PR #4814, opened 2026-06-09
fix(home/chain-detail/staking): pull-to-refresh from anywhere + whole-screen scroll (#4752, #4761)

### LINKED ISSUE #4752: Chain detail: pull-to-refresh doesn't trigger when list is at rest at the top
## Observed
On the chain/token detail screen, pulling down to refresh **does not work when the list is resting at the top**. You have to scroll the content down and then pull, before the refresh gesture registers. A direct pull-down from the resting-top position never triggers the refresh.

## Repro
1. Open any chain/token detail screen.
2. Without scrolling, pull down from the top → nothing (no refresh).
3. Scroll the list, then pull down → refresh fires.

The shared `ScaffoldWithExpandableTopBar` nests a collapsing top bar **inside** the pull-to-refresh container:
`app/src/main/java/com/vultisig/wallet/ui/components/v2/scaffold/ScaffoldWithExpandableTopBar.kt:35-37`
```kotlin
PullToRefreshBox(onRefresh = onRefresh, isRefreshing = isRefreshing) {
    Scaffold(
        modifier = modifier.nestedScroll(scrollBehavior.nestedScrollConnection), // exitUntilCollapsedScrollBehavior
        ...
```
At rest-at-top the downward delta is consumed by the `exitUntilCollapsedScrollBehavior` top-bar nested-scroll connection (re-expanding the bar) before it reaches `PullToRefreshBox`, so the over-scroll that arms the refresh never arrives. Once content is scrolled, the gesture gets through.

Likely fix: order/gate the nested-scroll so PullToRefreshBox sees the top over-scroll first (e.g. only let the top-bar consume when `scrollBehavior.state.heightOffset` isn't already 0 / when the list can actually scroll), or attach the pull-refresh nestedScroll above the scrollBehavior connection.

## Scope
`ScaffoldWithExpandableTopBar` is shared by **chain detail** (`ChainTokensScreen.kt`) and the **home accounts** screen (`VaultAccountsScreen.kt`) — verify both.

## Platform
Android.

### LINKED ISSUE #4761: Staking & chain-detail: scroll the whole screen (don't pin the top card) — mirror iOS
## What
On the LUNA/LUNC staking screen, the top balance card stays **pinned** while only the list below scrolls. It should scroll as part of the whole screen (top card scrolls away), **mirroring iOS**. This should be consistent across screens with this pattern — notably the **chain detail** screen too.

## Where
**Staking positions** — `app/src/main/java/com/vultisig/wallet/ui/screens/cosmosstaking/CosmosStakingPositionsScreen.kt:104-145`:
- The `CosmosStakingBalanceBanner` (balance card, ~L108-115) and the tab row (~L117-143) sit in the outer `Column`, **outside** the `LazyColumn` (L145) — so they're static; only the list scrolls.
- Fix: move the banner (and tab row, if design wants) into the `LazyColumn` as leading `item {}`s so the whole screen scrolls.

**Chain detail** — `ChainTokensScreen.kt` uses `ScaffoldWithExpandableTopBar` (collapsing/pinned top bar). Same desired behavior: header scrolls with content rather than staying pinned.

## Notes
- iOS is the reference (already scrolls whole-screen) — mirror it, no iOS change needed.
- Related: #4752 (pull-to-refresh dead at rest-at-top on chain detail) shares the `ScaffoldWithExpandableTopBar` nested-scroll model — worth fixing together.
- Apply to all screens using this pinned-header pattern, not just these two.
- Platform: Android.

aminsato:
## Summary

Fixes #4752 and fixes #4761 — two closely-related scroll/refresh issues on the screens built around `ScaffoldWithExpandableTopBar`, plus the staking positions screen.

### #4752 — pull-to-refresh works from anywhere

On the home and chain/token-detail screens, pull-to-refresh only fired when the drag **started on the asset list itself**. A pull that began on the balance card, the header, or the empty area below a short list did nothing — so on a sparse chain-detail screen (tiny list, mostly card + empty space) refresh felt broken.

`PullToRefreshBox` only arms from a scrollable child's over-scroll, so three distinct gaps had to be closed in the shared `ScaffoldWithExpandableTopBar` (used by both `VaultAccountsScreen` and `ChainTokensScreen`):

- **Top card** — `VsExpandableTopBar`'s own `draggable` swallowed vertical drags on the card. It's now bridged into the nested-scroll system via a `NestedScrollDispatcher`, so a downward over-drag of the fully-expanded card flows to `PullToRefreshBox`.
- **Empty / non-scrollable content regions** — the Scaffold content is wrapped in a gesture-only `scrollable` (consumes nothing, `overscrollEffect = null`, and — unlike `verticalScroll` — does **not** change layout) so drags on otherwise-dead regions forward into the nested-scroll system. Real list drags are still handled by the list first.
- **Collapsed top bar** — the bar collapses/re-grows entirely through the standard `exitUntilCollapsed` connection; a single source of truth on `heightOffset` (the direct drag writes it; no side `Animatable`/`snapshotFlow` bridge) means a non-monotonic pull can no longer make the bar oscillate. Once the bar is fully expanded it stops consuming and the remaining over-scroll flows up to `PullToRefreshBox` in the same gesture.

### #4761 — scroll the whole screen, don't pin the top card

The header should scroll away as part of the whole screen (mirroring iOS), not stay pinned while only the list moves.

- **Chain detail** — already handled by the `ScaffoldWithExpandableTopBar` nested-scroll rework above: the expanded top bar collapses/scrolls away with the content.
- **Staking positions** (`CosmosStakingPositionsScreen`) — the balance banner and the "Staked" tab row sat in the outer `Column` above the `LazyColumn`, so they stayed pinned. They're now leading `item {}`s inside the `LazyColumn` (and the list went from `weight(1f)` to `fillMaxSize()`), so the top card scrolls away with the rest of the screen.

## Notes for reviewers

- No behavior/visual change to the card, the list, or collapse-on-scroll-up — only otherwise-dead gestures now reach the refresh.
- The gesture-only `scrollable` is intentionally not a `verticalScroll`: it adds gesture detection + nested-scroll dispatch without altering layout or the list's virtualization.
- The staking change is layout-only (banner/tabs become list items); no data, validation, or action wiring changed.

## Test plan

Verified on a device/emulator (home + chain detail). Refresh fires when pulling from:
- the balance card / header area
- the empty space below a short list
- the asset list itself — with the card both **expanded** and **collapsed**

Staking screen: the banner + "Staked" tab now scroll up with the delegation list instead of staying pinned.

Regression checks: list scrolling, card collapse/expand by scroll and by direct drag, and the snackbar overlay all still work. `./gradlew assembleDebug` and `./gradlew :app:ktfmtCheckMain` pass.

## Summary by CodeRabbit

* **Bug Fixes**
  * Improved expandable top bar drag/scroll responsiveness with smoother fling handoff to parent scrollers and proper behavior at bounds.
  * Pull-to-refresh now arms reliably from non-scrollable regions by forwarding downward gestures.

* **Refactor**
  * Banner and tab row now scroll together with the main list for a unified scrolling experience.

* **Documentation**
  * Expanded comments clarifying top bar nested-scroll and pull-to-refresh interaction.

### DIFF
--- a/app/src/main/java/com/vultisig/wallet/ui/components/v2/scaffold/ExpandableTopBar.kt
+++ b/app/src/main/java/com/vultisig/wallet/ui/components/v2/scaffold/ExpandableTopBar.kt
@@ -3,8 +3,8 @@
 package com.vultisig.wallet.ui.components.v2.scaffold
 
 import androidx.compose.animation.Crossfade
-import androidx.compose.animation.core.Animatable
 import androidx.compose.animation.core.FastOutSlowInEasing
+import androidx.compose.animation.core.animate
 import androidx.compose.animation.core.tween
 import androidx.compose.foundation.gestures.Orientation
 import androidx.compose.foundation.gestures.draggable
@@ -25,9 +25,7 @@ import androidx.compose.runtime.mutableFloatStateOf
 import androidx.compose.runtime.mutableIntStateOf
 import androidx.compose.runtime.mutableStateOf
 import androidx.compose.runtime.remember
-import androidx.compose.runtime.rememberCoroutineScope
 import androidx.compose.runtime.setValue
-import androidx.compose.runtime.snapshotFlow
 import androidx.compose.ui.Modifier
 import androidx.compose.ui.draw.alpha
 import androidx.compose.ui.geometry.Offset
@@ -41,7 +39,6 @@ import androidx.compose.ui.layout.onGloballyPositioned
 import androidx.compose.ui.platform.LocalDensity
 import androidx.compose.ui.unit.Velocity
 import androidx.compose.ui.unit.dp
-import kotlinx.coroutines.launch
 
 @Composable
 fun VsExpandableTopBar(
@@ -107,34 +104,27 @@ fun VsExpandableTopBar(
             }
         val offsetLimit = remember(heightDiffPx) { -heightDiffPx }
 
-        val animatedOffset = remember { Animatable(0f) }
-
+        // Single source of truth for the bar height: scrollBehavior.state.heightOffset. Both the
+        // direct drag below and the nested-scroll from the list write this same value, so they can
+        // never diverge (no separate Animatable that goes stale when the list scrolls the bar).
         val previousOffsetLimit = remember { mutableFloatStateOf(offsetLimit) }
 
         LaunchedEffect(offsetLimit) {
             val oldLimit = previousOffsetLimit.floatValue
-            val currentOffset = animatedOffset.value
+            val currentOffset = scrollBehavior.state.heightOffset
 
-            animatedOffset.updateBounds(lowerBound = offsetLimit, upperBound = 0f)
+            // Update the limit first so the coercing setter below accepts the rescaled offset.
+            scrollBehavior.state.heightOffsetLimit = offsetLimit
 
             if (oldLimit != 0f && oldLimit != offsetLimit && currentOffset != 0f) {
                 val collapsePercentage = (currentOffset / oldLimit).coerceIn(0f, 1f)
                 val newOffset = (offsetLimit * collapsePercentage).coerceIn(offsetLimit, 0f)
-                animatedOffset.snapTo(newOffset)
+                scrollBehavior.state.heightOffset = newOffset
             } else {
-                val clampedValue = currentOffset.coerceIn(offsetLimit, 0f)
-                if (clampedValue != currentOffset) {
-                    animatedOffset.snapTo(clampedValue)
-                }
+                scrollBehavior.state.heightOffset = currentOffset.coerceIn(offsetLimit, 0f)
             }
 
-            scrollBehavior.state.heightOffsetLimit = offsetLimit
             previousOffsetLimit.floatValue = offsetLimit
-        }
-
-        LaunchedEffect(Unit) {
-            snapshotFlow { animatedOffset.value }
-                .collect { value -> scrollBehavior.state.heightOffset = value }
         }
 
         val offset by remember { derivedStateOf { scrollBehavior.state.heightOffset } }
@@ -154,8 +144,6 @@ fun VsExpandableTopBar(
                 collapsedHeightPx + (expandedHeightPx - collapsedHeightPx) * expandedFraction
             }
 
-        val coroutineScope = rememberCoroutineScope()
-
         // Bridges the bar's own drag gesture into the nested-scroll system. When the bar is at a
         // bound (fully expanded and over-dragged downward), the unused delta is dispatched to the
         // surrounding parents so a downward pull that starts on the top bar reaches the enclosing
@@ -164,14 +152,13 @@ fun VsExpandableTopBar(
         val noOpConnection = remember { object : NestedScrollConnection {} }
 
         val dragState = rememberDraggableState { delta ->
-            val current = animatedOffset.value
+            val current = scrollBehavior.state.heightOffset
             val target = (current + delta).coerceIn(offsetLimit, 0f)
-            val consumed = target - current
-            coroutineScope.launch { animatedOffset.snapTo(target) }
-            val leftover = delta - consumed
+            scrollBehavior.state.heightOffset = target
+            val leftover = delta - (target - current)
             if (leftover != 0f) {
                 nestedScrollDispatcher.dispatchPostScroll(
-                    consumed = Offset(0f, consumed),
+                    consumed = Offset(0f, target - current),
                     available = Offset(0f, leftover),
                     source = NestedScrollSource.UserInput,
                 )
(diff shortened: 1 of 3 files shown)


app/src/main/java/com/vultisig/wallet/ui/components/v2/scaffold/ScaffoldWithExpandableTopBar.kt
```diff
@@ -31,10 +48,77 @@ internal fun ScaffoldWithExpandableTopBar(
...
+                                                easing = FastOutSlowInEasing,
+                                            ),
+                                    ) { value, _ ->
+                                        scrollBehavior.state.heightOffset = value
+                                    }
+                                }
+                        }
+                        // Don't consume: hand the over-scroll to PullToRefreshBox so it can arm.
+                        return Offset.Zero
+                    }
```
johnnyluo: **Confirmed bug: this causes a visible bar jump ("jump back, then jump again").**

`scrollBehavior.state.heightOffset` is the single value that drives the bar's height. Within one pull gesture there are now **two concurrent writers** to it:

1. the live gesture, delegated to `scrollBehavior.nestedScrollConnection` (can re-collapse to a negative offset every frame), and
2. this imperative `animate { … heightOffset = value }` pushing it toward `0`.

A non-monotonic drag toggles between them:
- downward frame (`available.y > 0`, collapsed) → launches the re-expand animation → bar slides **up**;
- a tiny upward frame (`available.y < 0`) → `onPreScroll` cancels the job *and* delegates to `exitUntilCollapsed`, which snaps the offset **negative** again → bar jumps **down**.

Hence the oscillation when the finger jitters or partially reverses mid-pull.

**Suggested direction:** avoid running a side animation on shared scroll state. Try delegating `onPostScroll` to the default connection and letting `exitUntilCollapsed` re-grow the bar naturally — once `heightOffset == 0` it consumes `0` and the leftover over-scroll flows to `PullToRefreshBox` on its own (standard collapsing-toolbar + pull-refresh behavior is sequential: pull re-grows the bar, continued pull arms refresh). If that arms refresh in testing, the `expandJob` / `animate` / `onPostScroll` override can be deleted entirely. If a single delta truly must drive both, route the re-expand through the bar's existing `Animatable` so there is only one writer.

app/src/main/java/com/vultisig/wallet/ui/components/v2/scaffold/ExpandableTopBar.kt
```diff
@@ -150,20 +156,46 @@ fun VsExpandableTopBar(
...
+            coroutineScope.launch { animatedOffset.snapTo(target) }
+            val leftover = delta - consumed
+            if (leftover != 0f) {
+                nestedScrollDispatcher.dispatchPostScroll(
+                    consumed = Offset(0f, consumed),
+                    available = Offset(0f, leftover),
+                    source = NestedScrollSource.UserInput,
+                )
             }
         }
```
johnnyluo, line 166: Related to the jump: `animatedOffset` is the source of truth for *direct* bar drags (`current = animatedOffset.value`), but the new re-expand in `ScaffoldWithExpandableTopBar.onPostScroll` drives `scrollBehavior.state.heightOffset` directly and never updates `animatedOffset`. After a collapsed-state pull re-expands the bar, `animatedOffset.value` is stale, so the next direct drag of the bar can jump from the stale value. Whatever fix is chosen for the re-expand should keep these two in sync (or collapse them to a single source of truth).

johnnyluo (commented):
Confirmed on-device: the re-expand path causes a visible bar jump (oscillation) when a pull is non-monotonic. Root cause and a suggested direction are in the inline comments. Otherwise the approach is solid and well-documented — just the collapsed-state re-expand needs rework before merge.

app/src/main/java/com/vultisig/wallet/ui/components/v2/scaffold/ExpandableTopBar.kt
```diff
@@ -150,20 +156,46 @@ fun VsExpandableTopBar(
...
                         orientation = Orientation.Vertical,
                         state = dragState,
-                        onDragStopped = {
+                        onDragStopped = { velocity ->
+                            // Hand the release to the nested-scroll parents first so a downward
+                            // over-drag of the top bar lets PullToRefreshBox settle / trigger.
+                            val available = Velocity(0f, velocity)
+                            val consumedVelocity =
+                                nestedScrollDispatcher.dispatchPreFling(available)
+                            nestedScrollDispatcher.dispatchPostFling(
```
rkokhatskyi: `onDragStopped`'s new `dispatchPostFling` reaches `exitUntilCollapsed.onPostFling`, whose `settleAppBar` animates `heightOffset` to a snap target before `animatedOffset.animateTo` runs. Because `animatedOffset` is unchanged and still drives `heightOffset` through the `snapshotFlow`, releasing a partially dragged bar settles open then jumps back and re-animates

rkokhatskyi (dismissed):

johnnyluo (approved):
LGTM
⁂
**Exercise instructions**
Go through the listing above and copy each line that contains "LINKED".

**Result of the task**
### LINKED ISSUE #4752: Chain detail: pull-to-refresh doesn't trigger when list is at rest at the top
### LINKED ISSUE #4761: Staking & chain-detail: scroll the whole screen (don't pin the top card) — mirror iOS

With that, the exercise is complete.